Милитаризм в том смысле, как это понимается у нас, в Европе, уже давно исчез в Китае, и китайцы более всего отличаются чувством законности. Издавая тот или другой закон, император может надеяться провести его в отдаленных провинциях только в силу нравственного давления; в противном случае закон этот игнорируется населением. И не было случая, чтобы правитель или народ пожалели о такой замене грубой силы нравственным воздействием. Новые законы обыкновенно пробуются в какой-нибудь одной провинции и, если там они признаны подходящими, вводятся везде.

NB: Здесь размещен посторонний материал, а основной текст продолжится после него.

PR #1629, opened 2021-02-25
[lit-html]Call ref callback against options.host. Fixes #1628

### LINKED ISSUE #1628: [lit-html] ref callback should be called against options.host context if present
# Description

The `ref` callback currently does not support calling callbacks bound to a `LitElement` (similar to how we do events).  

# lit-html version

2.0.0-pre.6

# Steps to Reproduce

```ts
@customElement('my-element')

  render() {
    return html`
      <input ${ref(() => this.inputChanged())}> // ok
      <input ${ref(this.inputChanged)}> // fails
    `;
  }

  inputChanged(input: HTMLInputElement) {
    input.focus();
  }
}
```

kevinpschaaf:
Fixes #1628


sorvell (approved):
LGTM

PR #1631, opened 2021-02-26
Fix a selector that determines if the polyfills are injected into tests.

bicknellr:
This doesn't actually seem to be affecting anything. I tried out calling `querySelector` with a similarly 'broken' selector and returns the element you'd expect if the `]` was there.


kevinpschaaf (approved):
Thanks!

PR #1634, opened 2021-02-26
[lit-next] Re-escape null characters after Terser minification

aomarks:
Replace literal null bytes with escaped `\0`, assuming they only appear inside strings.

With unsafe minifications on, Terser replaces `\0` and `\x00` escape sequences with actual null bytes. This can cause problems with tools, especially if the null byte appears early in the file. E.g. VSCode will not detect the file as UTF-8, and a bug caused @web/dev-server to crash.

See https://github.com/Polymer/lit-html/issues/1633

### DIFF
--- a/package.json
+++ b/package.json
@@ -28,6 +28,7 @@
     "husky": "^4.3.0",
     "ignore-sync": "^3.1.0",
     "lint-staged": "^10.4.0",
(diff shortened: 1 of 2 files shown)


aomarks:
Did https://github.com/Polymer/lit-html/pull/1635 instead

PR #1635, opened 2021-02-26
[lit-next] Simplify lit-html attribute name regexp with \s

aomarks:
Replaces `\0-\x1F\x7F-\x9F ` with `\s` in the regexp that is used to match attribute names.

- Smaller is good
- Doesn't include `\0`, so Terser minification to a null byte is no longer an issue
- Doesn't regress any use-cases we can think of

See https://github.com/Polymer/lit-html/issues/1633 for discussion

### DIFF
--- a/packages/lit-html/src/lit-html.ts
+++ b/packages/lit-html/src/lit-html.ts
@@ -176,7 +176,7 @@ const comment2EndRegex = />/g;
  *
  * So an attribute is:
  *  * The name: any character except a whitespace character, ("), ('), ">",
- *    "=", or "/"
+ *    "=", or "/". Note: this is different from the HTML spec which also excludes control characters.
  *  * Followed by zero or more space characters
  *  * Followed by "="
  *  * Followed by zero or more space characters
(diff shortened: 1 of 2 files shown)


packages/lit-html/src/lit-html.ts
```diff
@@ -179,12 +174,9 @@ const comment2EndRegex = />/g;
...
  * https://infra.spec.whatwg.org/#ascii-whitespace
  *
- * "\0-\x1F\x7F-\x9F" are Unicode control characters, which includes every
- * space character except " ".
- *
  * So an attribute is:
- *  * The name: any character except a control character, space character, ('),
- *    ("), ">", "=", or "/"
+ *  * The name: any character except a whitespace character, ("), ('), ">",
+ *    "=", or "/"
```
justinfagnani, line 179: Since we link to the HTML spec, and then don't use one of its definitions, I think it's worth pointing out here how we diverge. Maybe:

```suggestion
 *  * The name: any character except a whitespace character, ("), ('), ">",
 *    "=", or "/". Note: this is different from the HTML spec which also excludes control characters.
```

justinfagnani (approved):

PR #1642, opened 2021-03-03
Reintroduce `startNode` and `endNode` on `ChildPart`.

### LINKED ISSUE #1641: [lit-next] Reintroduce `startNode` and `endNode` to `ChildPart`
`NodePart` from Lit 1 had `startNode` and `endNode` properties that allowed reaching into the DOM rendered by the part. `ChildPart` should also have these properties.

Такая организация правления ведет за собой соединение деспотизма с удивительной, недоступной даже западноевропейским учреждениям, свободой. Власть монарха распространяется только на очень ограниченный круг, и то же самое следует сказать и про власть его представителей в провинциях: вице-королей и прочих чиновников. Но это же самое, в свою очередь, в значительной степени развивает в китайцах чувство законности. Вот что говорит, например, о китайцах путешественник Смит: «Китайское правительство, имея удивительную устойчивость, обнаруживает в то же время полную слабость тогда, когда именно требуется его сила, когда требуется проявить свое значение и власть сразу и неожиданно».
Такой строй государственной жизни страны не является каким-нибудь случайным явлением в последний период времени, он имеет за собой историю более тысячи лет.
Задолго до того, как началась проповедь христианства, император Шунь, слава которого пережила многие народы и империи, собрал совет нотаблей и объявил им, что какими бы высокими умственными и нравственными достоинствами ни был одарен человек, он один не может хорошо управлять большой империей, и ему необходима помощь честных и мудрых людей; поэтому он предложил им избрать двенадцать таких помощников и, когда они были избраны, назначил их в дальние провинции, недоступные его влиянию; с той поры вице-короли и губернаторы получили значение почти самостоятельных правителей. Свою власть они получают от императора, но пользуются ею по своему личному пониманию и в соответствии с различными условиями.
И поныне власть главы государства над вице-королями исключительно нравственная; лично он не может принудить их исполнять его волю, и их оппозиция часто остается безнаказанной.
Только зная это, и можно понять, почему китайское правительство является часто беспомощным в своих внешних сношениях и в исполнении некоторых требований иностранцев. (…) Вице-короли провинций считают часто излишним получать согласие императора на свои административные мероприятия, чеканят свою собственную монету, проводят каналы, строят железные дороги и созывают и распускают войско, не справляясь с мнением императора.
Общественное мнение является гораздо более действенным орудием в Китае, чем в Европе, и повлиять на это мнение в Китае гораздо легче, чем у нас. Оно составляет там исключительно нравственную силу. Одного китайца, который был два раза подвергнут тяжелому телесному наказанию за кражу, но все-таки не исправился, приговорили в третий раз к телесному наказанию, но когда и это не подействовало, его присудили к отправке на родину, где он должен был стоять по часу в течение трех дней, имея на спине надпись, в которой было изложено, в чем заключалось его преступление. Тогда неисправимый преступник стал умолять, чтобы его подвергнули телесному наказанию или заключили в тюрьму, но не позорили бы навсегда. Он был готов на все, что угодно, только не подвергаться общественному осуждению. Во всех обыкновенных случаях эта узда общественного мнения, в силу религии, воспитания и обычая, оказывается достаточной.
Китайский народ настолько усвоил начала своей политической организации, что его полное повиновение достигается уже одним только знаком власти. Достаточно одного, даже вовсе не строгого чиновника, чтобы держать в подчинении тысячи китайцев.
Население каждой деревни само ведет свои общественные дела, само взимает налоги, входит в соглашение с соседями о содержании дорог и каналов, и вообще пользуется в местном самоуправлении гораздо большей свободой, чем германцы, французы и итальянцы. Члены цеха протягивают руку помощи своим несчастным или честолюбивым собратьям и одалживают друг друга средствами с такой готовностью, которая показалась бы европейцу полной неосмотрительностью. При этом они доверяют гораздо более честности товарища, чем его расписке. Сплошь и рядом можно встретить такие примеры, что один член цеха отдает весь свой заработок другому, чтобы дать ему возможность выполнить заключенный им договор. Сумма, которая дается таким образом в долг, достигает иногда трех-четырех тысяч рублей и представляет целое состояние для человека из рабочего класса. Ни кредитор не требует расписки, ни должник не выдает ее. Тем не менее долг уплачивается и притом без процентов. Доныне цехи вообще употребляли свою власть на пользу своих членов, которая резко расходится с общей пользой, так как для цеха весьма важно иметь на своей стороне общественное мнение.